> [Task to carry out] Keep only the lines of the listing that include the word "content", and copy them.

> [Data supplied]
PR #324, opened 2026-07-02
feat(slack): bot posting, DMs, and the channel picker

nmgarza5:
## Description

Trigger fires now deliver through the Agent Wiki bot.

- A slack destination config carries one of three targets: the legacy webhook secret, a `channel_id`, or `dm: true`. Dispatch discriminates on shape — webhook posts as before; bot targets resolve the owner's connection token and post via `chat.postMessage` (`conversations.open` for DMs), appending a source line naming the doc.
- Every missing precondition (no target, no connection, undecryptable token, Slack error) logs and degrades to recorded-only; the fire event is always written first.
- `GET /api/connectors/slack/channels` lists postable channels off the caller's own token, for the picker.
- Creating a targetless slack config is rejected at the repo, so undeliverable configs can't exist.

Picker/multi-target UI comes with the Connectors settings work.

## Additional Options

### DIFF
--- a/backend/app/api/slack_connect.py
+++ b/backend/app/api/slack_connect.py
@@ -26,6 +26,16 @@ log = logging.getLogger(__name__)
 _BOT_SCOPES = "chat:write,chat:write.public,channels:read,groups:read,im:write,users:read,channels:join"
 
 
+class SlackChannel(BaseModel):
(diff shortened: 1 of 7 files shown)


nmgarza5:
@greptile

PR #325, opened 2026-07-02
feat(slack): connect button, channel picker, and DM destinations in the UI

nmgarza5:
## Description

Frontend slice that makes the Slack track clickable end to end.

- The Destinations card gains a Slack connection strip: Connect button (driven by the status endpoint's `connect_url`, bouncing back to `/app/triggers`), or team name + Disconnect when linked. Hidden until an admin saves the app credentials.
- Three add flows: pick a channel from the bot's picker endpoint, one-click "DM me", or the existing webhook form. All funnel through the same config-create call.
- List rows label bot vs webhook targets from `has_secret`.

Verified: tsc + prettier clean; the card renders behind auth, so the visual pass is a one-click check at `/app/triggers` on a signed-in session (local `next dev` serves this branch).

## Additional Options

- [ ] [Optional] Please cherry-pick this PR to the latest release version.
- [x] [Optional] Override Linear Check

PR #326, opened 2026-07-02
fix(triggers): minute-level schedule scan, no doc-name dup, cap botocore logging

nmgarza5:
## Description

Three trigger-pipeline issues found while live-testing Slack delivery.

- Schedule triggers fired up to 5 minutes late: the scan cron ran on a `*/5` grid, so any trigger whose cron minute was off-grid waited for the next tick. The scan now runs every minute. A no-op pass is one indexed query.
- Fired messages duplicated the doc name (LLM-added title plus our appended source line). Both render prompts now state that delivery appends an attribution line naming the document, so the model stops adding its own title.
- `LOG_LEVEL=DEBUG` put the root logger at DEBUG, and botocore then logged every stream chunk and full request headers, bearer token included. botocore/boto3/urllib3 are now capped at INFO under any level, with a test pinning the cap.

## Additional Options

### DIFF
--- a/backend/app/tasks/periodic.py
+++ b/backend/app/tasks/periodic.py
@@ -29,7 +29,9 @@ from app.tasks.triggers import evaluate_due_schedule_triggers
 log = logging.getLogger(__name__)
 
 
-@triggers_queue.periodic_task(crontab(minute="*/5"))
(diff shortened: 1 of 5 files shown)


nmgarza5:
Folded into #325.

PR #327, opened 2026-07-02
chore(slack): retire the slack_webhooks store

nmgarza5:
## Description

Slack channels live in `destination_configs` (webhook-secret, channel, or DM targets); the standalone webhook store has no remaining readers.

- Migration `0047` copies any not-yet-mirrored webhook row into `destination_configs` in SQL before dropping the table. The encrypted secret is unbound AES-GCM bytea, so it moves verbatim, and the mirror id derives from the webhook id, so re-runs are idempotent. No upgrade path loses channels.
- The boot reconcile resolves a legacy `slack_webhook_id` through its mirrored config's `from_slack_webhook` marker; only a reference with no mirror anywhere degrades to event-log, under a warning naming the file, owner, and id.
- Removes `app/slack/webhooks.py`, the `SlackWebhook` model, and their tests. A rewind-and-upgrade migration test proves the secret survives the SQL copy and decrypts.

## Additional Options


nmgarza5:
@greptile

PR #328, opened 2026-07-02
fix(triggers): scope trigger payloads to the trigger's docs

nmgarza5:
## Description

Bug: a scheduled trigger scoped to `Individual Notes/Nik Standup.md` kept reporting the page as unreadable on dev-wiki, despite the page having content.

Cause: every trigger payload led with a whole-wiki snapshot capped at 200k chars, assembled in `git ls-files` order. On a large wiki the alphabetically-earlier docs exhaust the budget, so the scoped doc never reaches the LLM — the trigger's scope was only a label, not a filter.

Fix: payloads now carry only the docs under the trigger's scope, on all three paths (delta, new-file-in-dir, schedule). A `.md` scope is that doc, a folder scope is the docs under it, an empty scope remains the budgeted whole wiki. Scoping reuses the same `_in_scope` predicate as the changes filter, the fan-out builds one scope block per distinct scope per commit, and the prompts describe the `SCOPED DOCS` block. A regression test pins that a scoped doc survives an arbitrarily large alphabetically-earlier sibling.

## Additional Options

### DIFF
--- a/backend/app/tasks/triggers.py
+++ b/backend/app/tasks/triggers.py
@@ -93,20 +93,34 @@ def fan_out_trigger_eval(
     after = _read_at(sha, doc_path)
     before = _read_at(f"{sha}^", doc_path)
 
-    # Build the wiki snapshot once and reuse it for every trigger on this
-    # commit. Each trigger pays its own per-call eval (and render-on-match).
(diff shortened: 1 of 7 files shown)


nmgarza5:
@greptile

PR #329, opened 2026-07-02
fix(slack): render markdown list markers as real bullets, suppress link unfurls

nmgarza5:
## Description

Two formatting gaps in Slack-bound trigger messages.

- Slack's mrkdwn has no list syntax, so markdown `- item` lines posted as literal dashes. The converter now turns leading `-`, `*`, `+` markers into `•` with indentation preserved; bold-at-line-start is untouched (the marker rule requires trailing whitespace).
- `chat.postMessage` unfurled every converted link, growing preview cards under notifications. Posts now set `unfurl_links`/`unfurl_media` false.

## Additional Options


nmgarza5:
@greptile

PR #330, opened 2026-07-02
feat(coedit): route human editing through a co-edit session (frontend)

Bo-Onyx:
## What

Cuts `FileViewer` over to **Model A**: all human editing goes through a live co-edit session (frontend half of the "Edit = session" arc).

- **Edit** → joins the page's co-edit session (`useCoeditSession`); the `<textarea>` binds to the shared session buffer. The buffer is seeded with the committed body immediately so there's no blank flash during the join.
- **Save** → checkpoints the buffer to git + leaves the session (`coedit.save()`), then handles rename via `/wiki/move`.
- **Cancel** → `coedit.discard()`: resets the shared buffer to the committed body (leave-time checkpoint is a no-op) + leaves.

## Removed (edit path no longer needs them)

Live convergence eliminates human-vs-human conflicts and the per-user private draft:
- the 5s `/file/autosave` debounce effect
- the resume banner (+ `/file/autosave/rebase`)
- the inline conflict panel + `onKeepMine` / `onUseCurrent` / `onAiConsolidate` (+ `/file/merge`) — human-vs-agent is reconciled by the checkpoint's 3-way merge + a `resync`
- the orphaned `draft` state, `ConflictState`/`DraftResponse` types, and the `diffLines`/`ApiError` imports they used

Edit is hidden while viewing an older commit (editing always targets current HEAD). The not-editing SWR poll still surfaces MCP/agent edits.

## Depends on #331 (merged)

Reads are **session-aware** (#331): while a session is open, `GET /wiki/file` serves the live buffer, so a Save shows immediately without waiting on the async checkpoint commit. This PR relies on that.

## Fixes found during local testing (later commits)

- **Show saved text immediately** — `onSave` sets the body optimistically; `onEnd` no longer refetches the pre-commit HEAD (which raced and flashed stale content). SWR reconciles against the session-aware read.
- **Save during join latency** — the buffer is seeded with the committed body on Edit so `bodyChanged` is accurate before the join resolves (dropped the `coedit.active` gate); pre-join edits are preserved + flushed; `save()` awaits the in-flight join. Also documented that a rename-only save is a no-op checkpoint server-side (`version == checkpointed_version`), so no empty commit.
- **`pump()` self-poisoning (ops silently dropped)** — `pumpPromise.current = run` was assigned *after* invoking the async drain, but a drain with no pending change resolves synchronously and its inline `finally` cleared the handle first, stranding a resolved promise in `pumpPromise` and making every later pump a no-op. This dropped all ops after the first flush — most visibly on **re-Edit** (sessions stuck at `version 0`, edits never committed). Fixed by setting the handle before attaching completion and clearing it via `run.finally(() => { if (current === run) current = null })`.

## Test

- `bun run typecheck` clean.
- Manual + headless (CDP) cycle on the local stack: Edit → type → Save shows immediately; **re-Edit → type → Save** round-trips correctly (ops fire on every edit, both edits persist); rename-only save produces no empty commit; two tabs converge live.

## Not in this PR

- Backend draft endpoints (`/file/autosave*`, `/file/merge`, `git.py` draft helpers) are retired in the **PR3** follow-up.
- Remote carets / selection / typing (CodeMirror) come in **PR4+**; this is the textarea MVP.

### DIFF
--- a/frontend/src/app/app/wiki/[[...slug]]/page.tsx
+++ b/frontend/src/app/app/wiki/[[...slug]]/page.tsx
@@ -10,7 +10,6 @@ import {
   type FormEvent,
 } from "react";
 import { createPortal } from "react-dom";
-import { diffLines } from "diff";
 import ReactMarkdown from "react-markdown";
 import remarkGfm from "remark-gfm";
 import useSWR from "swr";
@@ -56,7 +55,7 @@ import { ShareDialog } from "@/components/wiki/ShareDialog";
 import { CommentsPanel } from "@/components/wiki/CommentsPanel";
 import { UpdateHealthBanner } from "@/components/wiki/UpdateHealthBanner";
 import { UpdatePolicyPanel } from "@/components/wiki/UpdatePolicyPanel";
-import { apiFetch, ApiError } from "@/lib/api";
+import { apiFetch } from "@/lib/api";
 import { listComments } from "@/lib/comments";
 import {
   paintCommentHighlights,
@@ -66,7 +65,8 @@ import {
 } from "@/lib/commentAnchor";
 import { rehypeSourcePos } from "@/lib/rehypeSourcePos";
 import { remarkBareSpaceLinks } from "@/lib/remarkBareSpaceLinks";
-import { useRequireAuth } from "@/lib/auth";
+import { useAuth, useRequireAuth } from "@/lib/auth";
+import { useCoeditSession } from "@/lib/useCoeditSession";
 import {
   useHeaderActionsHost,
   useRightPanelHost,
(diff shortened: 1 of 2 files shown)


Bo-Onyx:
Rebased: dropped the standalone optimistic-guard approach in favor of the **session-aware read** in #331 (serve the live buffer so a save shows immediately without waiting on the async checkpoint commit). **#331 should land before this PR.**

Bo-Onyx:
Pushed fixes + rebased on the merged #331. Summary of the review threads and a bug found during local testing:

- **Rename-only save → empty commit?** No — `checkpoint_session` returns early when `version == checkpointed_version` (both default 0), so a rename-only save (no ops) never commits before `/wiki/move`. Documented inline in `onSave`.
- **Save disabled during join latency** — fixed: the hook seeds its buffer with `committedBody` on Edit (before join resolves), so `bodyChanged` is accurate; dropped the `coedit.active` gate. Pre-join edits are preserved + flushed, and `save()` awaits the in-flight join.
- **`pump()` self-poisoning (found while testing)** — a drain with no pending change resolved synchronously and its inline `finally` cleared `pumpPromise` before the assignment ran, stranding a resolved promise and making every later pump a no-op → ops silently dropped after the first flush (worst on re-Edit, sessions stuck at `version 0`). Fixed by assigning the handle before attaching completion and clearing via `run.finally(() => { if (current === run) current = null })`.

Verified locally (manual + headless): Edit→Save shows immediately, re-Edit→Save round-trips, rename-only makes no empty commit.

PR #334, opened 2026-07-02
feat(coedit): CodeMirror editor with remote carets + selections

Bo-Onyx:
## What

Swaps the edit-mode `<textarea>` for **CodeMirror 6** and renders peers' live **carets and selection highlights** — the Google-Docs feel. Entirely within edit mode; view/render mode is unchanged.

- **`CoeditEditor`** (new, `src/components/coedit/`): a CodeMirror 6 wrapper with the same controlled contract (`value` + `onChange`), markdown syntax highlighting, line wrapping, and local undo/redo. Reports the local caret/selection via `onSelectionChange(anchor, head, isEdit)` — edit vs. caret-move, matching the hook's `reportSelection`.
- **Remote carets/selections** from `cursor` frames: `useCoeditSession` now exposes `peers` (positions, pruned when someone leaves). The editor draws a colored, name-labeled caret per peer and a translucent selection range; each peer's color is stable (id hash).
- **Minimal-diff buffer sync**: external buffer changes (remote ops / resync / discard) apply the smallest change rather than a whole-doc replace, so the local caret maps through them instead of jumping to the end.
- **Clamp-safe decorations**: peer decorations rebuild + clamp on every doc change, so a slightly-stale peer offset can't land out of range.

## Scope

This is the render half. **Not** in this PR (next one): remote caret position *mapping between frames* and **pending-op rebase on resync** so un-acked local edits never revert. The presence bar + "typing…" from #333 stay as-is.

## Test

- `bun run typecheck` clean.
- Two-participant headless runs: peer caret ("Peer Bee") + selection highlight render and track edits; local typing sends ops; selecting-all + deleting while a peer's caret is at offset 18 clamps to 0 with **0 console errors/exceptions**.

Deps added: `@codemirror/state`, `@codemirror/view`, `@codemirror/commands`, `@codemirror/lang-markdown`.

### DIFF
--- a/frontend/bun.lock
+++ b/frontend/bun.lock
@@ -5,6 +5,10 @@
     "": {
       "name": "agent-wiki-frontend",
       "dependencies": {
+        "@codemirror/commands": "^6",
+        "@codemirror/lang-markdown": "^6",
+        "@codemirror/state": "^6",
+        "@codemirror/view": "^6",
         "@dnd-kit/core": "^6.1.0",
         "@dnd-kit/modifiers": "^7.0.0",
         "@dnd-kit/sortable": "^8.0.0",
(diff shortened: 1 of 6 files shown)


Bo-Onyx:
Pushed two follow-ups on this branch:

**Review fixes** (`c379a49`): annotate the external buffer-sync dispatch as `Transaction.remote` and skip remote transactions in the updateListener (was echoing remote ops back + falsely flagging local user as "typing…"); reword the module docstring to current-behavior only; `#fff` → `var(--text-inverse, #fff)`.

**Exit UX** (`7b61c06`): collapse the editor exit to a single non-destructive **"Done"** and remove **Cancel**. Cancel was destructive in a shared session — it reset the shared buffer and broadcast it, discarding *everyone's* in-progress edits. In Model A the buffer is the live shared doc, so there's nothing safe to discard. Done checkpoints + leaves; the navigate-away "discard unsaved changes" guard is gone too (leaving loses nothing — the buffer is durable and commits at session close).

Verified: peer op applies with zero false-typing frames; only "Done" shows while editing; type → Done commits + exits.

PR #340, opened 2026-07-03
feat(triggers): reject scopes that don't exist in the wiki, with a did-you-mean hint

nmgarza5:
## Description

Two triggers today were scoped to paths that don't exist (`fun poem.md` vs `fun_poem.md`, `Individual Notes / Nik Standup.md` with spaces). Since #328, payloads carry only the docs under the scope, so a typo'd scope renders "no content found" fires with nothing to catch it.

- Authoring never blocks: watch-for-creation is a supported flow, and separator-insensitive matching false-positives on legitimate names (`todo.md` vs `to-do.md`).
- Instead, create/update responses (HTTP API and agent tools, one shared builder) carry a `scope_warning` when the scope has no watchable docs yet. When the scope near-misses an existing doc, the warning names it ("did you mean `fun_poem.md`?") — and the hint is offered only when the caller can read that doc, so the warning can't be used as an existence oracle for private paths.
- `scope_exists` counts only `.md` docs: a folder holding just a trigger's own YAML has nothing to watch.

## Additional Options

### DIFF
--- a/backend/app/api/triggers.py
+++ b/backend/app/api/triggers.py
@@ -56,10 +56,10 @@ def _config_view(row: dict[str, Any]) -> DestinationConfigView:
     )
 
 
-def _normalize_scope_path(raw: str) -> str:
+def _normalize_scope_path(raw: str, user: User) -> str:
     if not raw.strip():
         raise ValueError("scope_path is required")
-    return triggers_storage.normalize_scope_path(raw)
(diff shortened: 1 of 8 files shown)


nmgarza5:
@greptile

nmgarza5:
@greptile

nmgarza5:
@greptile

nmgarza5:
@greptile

> [Answer below]
Bug: a scheduled trigger scoped to `Individual Notes/Nik Standup.md` kept reporting the page as unreadable on dev-wiki, despite the page having content.
- **Show saved text immediately** — `onSave` sets the body optimistically; `onEnd` no longer refetches the pre-commit HEAD (which raced and flashed stale content). SWR reconciles against the session-aware read.
Two triggers today were scoped to paths that don't exist (`fun poem.md` vs `fun_poem.md`, `Individual Notes / Nik Standup.md` with spaces). Since #328, payloads carry only the docs under the scope, so a typo'd scope renders "no content found" fires with nothing to catch it.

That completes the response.